Along with work, keeping my kids entertained, giving my wife a break at times, walking my dog sometimes you have to put things together in order to get these number of things accomplished. In order to do these things at once, I’ll take about a twenty minute walk around the neighborhood pulling a wagon with my one year old, my four year old rides her scooter, and holding onto the dog. At times, my four year old will hold onto the back of the wagon, so I’m pulling or holding onto everyone. About a quarter into my walk, a white SUV rolled down the window as the driver was turning left onto the street I was walking and she yelled out to me, “You the man!”

I expect a bit more of the same this week, but you may be asking, why I’m sharing this with you? Mainly to show that making time for yourself to live a healthy lifestyle is achievable. MAKE SURE TO CARVE OUT TIME FOR YOURSELF! YOU DESERVE IT!

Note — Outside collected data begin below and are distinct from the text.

PR #97, opened 2021-07-02
Add a log message when an invalid semver is encountered

mprahl:


qixiang:
:+1:

freshmaker/pyxis.py
```diff
@@ -169,19 +169,24 @@ def get_latest_bundles(self, index_images):
             request_params['filter'] = \
                 f'latest_in_channel==true and source_index_container_path=={path}'
 
-            def _isvalid(version):
+            def _isvalid(version, csv_name):
```
apaplaus, line 172: so the `csv_name` parameter needed only for printing an error message in case of exception. Seems kind of weird.

mprahl: @apaplaus it's a small helper function, so I wouldn't be too considered if it seems a little weird. That being said, I could pass in the whole bundle instead.

qixiang:
I don't have strong opinion with adding `csv_name` to `_is_valid`, so I just give my +1 and leave the decision to Andrei :)

freshmaker/pyxis.py
apaplaus: Ok, if it isn't a problem for you we can leave it as it is.

mprahl:
Can this be merged now?

apaplaus:
Sure, I will merge it.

Round 2 – Week 2 – Starting Numbers

Last Week Results

  • Weight – 171.6lbs
  • BF% – 17.5%
  • Muscle Mass – 42.5%

Round 2 – Week 2 – Workout

Monday – Shoulders/Back
Exercise Set 1 Set 2 Set 3
Standing Military Press 125 x 6 135 x 4 135 x 4
Front Raise 30 x 6 30 x 6 30 x 6
Lateral Raise 25 x 6 25 x 6 25 x 6
Weighted Underhand Pullup 55 x 6 60 x 5 60 x 5
Dumbell Row 80 x 6 85 x 6 90 x 4
Tuesday – Legs
Exercise Set 1 Set 2 Set 3
Squat 255 x 6 255 x 6 255 x 5
Deadlift 265 x 5 265 x 4 265 x 6
Bulgarian Split Squat 90 x 6 90 x 6 90 x 6
Standing Barbell Calf Raise* 135 x 10 135 x 10 135 x 10
Seated Calf Raise* 100 x 10 100 x 10 100 x 10

* Calf Raises were done in circuit

Wednesday – Bis\Abs
Exercise Set 1 Set 2 Set 3
Standing Barbell Curl 105 x 5 105 x 5 105 x 5
Incline Dumbbell Curl 40 x 6 45 x 6 45 x 5
Hammer Bar Curl 95 x 6 105 x 5 105 x 5
Ab Circuit** 15 reps 20 reps 25 reps
HIIT 10:00 on the elliptical

** Ab Circuit consists of ab roller, medicine ball twist, and crunches

Thursday – Chest/Tris
Exercise Set 1 Set 2 Set 3
Incline Bench 180 x 5 180 x 4 180 x 3
Flat Bench 195 x 6 205 x 6 215 x 3
Standing Dumbbell Tri Press 80 x 6 90 x 6 90 x 6
Dips – Chest Version 60 x 6 60 x 5 60 x 4
Close Grip Bench Press 135 x 6 145 x 6 155 x 5
Cable Tri Press 80 x 6 85 x 6 80 x 6
Saturday – HIIT

25 minutes of elliptical intervals

Sunday

Raked leaves and gave wheel barrel with my daughters around the house.
Beer League Hockey, at which, I didn’t drink any beer.

Did My Body Respond?

Measurements

  • Weight – 170.4lbs
  • BF% – 17.4%
  • Muscle Mass – 42.7%

Just make sure through your hectic weeks you are making time for yourself. Your body is your greatest asset and you should be taking care of it. Don’t take it for granted.